▸ Instructions for the task
From the entries that follow, reproduce exactly and only the lines from the line with "PR #1062, opened 2024-10-21" to the line with "8R0WNI3, line 113: nit: You", endpoints included.

▸ Records drawn from a dataset
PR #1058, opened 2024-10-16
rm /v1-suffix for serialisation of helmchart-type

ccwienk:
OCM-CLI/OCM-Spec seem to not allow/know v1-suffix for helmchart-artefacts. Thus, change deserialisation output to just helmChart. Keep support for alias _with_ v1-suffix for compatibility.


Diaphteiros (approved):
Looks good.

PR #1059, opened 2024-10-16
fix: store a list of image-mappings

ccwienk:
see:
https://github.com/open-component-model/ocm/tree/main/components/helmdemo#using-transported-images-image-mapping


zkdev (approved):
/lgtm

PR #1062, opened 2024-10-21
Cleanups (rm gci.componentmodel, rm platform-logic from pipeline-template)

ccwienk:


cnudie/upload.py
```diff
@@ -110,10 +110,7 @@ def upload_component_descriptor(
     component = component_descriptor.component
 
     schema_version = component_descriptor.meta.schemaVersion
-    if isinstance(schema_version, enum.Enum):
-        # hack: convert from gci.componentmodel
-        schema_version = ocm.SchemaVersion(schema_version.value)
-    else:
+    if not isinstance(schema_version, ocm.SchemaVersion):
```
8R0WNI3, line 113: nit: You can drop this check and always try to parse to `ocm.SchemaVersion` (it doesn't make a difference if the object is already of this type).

* * *

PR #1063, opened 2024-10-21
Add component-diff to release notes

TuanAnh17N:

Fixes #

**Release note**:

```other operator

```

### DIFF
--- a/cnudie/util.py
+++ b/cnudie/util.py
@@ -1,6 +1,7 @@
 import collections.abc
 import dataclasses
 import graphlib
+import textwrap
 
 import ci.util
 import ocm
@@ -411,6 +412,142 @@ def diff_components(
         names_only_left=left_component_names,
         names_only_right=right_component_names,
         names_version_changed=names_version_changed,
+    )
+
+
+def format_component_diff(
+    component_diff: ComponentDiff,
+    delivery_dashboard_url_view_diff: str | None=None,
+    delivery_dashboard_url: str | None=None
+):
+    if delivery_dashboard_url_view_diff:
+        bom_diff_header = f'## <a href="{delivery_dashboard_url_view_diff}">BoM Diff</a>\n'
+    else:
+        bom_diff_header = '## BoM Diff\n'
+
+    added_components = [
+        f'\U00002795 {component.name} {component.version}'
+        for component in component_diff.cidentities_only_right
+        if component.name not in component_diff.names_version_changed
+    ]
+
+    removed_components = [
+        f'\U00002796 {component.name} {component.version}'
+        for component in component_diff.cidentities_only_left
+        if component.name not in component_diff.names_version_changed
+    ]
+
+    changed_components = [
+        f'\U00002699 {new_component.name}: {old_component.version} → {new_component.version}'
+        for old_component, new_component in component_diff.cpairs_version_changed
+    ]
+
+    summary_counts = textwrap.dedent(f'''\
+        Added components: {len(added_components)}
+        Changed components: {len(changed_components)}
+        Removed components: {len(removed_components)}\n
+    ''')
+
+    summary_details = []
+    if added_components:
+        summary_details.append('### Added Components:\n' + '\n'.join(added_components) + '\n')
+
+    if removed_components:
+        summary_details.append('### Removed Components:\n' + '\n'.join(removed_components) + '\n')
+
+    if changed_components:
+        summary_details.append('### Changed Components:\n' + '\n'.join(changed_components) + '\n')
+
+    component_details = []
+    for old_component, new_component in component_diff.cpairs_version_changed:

▸ Solution below
PR #1062, opened 2024-10-21
Cleanups (rm gci.componentmodel, rm platform-logic from pipeline-template)

ccwienk:


cnudie/upload.py
```diff
@@ -110,10 +110,7 @@ def upload_component_descriptor(
     component = component_descriptor.component
 
     schema_version = component_descriptor.meta.schemaVersion
-    if isinstance(schema_version, enum.Enum):
-        # hack: convert from gci.componentmodel
-        schema_version = ocm.SchemaVersion(schema_version.value)
-    else:
+    if not isinstance(schema_version, ocm.SchemaVersion):
```
8R0WNI3, line 113: nit: You can drop this check and always try to parse to `ocm.SchemaVersion` (it doesn't make a difference if the object is already of this type).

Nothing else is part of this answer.